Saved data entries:
* * *
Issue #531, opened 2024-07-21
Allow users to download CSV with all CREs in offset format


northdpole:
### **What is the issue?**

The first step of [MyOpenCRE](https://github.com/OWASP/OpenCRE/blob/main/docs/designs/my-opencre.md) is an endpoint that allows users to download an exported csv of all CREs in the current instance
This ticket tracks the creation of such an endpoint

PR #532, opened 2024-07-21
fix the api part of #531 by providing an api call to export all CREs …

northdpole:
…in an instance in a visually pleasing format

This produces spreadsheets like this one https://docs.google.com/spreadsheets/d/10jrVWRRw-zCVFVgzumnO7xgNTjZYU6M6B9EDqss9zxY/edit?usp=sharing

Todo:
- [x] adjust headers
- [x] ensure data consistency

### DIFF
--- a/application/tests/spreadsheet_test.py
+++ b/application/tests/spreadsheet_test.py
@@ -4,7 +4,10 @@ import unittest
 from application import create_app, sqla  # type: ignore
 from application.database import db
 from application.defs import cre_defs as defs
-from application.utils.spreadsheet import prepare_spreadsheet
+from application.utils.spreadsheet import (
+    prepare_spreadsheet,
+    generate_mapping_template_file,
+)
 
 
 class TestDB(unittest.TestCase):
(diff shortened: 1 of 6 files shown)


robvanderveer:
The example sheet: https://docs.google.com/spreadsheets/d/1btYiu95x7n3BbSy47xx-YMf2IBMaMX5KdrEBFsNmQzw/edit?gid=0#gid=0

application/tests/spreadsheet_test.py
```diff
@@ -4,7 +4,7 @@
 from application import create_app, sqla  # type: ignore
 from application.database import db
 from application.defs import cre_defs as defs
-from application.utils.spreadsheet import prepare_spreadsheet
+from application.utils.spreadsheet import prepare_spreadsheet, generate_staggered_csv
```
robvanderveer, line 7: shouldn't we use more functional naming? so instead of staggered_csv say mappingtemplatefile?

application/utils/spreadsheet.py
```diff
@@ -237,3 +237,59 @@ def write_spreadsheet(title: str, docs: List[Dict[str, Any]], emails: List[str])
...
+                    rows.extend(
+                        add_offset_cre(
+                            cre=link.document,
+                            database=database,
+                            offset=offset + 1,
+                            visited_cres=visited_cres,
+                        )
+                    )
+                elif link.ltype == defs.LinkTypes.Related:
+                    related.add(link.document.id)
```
* * *
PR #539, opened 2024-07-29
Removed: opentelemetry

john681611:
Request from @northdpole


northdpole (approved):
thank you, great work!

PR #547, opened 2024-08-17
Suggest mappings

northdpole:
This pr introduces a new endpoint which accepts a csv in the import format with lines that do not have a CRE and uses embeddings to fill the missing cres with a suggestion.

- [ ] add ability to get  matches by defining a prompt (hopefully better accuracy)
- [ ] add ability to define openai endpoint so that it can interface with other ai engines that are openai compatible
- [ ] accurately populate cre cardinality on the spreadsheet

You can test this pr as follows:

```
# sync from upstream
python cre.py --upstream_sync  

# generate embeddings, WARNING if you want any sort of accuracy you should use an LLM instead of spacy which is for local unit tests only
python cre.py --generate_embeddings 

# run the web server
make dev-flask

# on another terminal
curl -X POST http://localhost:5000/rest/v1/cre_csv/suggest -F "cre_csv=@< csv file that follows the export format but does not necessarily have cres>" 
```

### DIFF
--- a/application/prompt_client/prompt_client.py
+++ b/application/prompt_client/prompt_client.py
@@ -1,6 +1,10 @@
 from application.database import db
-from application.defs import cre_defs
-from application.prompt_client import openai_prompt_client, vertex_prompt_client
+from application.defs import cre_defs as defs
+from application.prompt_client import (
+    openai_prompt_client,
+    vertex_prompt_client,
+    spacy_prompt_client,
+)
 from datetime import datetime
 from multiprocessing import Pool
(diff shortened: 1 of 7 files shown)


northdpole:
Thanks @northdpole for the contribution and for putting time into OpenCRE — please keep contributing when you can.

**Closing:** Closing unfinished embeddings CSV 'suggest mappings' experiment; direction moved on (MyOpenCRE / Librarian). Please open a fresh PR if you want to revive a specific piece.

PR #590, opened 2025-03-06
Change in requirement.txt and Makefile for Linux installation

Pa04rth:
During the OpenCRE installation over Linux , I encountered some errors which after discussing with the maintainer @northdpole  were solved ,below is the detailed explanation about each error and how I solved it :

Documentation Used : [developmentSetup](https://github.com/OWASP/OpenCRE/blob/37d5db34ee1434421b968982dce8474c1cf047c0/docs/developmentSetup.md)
* * *
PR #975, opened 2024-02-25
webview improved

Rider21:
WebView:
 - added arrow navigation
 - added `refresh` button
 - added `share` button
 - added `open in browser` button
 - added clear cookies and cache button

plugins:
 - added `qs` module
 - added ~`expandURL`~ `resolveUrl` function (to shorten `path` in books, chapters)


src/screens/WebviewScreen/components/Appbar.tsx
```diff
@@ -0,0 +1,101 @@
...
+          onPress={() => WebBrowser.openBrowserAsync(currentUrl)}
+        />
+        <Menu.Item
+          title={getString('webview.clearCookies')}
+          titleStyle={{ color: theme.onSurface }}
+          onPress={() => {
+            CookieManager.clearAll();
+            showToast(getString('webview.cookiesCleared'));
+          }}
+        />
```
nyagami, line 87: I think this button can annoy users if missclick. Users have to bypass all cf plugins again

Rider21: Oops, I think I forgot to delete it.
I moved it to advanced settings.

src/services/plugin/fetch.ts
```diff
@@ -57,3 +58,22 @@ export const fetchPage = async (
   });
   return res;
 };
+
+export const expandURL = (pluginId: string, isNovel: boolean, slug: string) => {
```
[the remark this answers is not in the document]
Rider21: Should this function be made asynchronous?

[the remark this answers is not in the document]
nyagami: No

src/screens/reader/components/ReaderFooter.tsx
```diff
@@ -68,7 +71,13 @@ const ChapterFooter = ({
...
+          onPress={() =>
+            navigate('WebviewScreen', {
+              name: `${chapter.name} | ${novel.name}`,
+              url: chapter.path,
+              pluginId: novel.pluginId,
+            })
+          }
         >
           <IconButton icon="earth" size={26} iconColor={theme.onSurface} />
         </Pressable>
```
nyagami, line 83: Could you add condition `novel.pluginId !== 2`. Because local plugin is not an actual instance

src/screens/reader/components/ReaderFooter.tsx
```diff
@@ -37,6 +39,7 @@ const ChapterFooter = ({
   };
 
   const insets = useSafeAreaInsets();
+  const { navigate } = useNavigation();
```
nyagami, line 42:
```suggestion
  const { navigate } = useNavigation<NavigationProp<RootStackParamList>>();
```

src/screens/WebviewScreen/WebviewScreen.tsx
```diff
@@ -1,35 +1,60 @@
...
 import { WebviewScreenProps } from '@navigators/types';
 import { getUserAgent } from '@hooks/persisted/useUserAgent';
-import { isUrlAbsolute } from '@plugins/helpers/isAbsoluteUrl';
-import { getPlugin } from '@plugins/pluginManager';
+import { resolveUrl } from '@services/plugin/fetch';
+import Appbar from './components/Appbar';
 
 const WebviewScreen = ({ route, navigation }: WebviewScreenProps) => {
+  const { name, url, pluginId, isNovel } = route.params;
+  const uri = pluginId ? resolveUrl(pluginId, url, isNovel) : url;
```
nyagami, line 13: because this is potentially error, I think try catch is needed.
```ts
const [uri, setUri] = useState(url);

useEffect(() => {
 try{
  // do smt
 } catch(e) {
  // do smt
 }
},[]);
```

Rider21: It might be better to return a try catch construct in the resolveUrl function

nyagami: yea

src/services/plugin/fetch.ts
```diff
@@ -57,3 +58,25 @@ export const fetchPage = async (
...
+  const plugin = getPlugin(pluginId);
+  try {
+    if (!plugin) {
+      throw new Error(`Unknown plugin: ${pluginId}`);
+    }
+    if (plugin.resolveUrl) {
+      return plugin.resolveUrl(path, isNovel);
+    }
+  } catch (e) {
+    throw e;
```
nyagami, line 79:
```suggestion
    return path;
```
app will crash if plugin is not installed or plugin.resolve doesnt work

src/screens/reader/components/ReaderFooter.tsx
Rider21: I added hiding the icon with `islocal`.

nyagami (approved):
* * *
Goal of the exercise: The count of lines above that include the string "fetchPage" is the sole expected answer.

Written solution: 2